Here are the concentrations for the 27 kids (in the same order as bites
, above),
in units of parts per million (ppm):
odor = np.array([ 2.8, 4.4, 6.9, 2.3, 5.9, 10.2, 3.2, 7.6, 6.3, 4.5, 4.3,
0. , 8.2, 5.4, 7.6, 3.3, 3.9, 0.1, 2.7, 4.7, 2.1, 4.3,
11.3, 1.7, 2.8, 2.9, 8.5])
Our goal is to determine how odor affects the number of bites.
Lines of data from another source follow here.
PR #441, opened 2017-02-13
Detect presence of SPIR CC patch, make visible in version number

inducer:
Here's a snippet of CMake that makes the patch from #1 detectable both for other CMake code and for user code through the device version number.

Full disclosure: I learned what little CMake I needed for this roughly a half hour ago. If there is a better way to do this, let me know.

### DIFF
--- a/CMakeLists.txt
+++ b/CMakeLists.txt
@@ -319,6 +319,31 @@ check_function_exists(fork HAVE_FORK)
 check_function_exists(vfork HAVE_VFORK)
 
 ######################################################################################
+# Test for presence of Clang calling convention patch from
+# https://github.com/pocl/pocl/issues/1
+
+if(CLANGXX_WORKS AND EXISTS "${CMAKE_SOURCE_DIR}/cmake/spir-cc-test-kernel.cl")
+  execute_process(
+    COMMAND
+    "${CLANGXX}" -S -x cl -emit-llvm "${CMAKE_SOURCE_DIR}/cmake/spir-cc-test-kernel.cl" -o -
+    OUTPUT_VARIABLE SPIR_PATCH_TEST_IR
+    ERROR_VARIABLE _DUMMY
+    RESULT_VARIABLE RESV1)
+  if(RESV1)
+    message(FATAL_ERROR "Clang exited with non-zero status when trying to compile calling convention test")
+  endif()
+  string(FIND "${SPIR_PATCH_TEST_IR}" "spir_kernel" RESV1)
+  if("${RESV1}" MATCHES "-1")
+    set(CLANG_IS_PATCHED_FOR_SPIR_CC 0 INTERNAL "Whether clang has the patch from https://github.com/pocl/pocl/issues/1")
+    message(STATUS "Clang is NOT patched for SPIR CC")
+  else()
+    set(CLANG_IS_PATCHED_FOR_SPIR_CC 1 INTERNAL "Whether clang has the patch from https://github.com/pocl/pocl/issues/1")
+    set(POCL_VERSION "${POCL_VERSION}-spirccpatch")
+    message(STATUS "Clang IS patched for SPIR CC")
+  endif()
+endif()
+
+######################################################################################
 
 if(NOT DEFINED DEFAULT_USE_VECMATHLIB)
   if(CLANGXX_WORKS AND EXISTS "${CMAKE_SOURCE_DIR}/lib/kernel/vecmathlib/vecmathlib.h")
--- a/cmake/spir-cc-test-kernel.cl
+++ b/cmake/spir-cc-test-kernel.cl
@@ -1,0 +1,12 @@
+#pragma OPENCL EXTENSION cl_khr_fp64 : enable
+
+struct fakecomplex {
+    double x;
+      double y;
+};
+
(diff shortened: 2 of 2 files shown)


pjaaskel:
On it. I'll fix the testsuite also.

inducer:
Thx!

inducer:
@pjaaskel Looks like you removed the version marker that allows me to tell whether the patch is applied from client code. Are you opposed to that, or was that an accident?

My point is that I want to be able to tell from PyOpenCL what type of POCL I am talking to without having to build a kernel and count the arguments...

pjaaskel:
Oh, I see. But that patch is for LLVM, it doesn't affect anything inside pocl per se, thus the version string should be patched to llvm-config --version? We have done similar in TCE. https://github.com/cpc/tce/blob/master/tce/tools/patches/llvm-4.0-custom-vector-extension.patch#L564

inducer:
But, but, it does. :) To be able to successfully pass complex numbers to kernels (which previously would explode into two arguments), PyOpenCL carefully psychonanalyzes Pocl 0.13 and the x86-64 ABI and feeds it just the arguments required to make it go, OpenCL spec be damned. (Crazy: feeding it two reals instead of one complex does seem to work.)

Now, heaven forbid, if pocl suddenly starts following the CL spec (such as with this patch), PyOpenCL will currently feed it the *wrong* data, and all sorts of entertainment will ensue.

What I'd like is for PyOpenCL to be able to tell whether it needs to feed pocl exploded-complex crazytalk, or civilized, spec-conforming complex structures. To do so, I need to be able to tell from the other side of the ICD whether pocl has this patch applied.

pjaaskel:
Yes, I understand your need, but my point holds. This patch changes Clang, not pocl. Meaning that you could dynamically link to a non-patched LLVM/Clang and it might just report it wrongly. And also you can use the same patched Clang elsewhere with the modified behavior. It just happens that the issue pocl suffers from is in Clang and this makes it go away. Thus, your check for if the workaround is needed should ask llvm-config --pyopencl-patches or similar as pocl code base and behavior (!) is exactly the same with and without this patch.

pjaaskel:
Or is there a problem asking it from the Clang pocl uses here?

pjaaskel:
Hmm. There might be a problem in case Clang is linked statically to libpocl.so and llvm-config cannot be trusted to point to the same one? I suppose you are right that pocl needs to report this. I wonder if there's a more suitable platform string though?

inducer:
Some comments:

* `llvm-config` is a non-starter, because the LLVM development bits aren't guaranteed to be around. (Debian for example packages them separately in a `-dev` package)
* I'd argue that it almost *has* to show up in the driver version (i.e. that's the right platform string to use), because what PyOpenCL does (and what I imagine quite a few other CL-using pieces of software do) is cache binaries based on that version. And I'd argue we would want the "patch there: yes/no" bit to be part of the cache key--pocl *does* build a different a substantially different binary with the patch after all.

pjaaskel:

To do this, we'll fit a Poisson model: if $Y_i$ is the number of bites the $i^\text{th}$ kid got, and $X_i$ is their "odor" value, then we want to fit: $$\begin{aligned} Y_i \sim \text{Poisson}(\text{mean}= \exp(a X_i + b)) , \end{aligned}$$ i.e., find the values of $a$ and $b$ at which this model best fits the data. To do this:
(a) Write a likelihood function: this should take $a$ and $b$ as arguments,
and return the negative log likelihood of the data (i.e., of odor
and bites
)
under the model above.
(b) Use your function from (a) and scipy.optimize.minimize
to find
the maximum likelihood estimates of $a$ and $b$.
(c) Plot the data, with number of bites against odor, and add the line showing how expected number of bites increases with odor.